[Stored data entries]

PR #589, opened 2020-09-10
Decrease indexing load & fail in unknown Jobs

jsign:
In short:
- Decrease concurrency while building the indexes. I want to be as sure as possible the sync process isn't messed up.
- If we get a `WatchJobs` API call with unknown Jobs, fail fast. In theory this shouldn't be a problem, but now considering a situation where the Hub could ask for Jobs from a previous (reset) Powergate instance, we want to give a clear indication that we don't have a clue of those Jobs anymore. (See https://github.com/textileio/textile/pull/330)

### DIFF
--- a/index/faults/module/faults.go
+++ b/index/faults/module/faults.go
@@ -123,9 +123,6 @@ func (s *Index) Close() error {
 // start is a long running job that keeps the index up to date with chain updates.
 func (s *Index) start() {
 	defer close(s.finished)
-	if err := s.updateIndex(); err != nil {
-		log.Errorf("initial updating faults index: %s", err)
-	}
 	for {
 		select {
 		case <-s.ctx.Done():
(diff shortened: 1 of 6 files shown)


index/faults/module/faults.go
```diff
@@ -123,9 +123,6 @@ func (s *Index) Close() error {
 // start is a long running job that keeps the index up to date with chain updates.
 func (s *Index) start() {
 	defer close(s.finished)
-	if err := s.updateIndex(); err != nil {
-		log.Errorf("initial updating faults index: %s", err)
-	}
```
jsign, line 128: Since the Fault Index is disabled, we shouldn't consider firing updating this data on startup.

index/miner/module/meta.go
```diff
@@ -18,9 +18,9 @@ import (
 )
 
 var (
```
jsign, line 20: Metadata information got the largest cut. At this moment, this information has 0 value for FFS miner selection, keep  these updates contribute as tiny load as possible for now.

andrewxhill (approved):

EXERCISE INSTRUCTIONS:
Search the records for the word "unknown", then list every line that has it.

OUTPUT FOR THIS EXERCISE:
Decrease indexing load & fail in unknown Jobs
- If we get a `WatchJobs` API call with unknown Jobs, fail fast. In theory this shouldn't be a problem, but now considering a situation where the Hub could ask for Jobs from a previous (reset) Powergate instance, we want to give a clear indication that we don't have a clue of those Jobs anymore. (See https://github.com/textileio/textile/pull/330)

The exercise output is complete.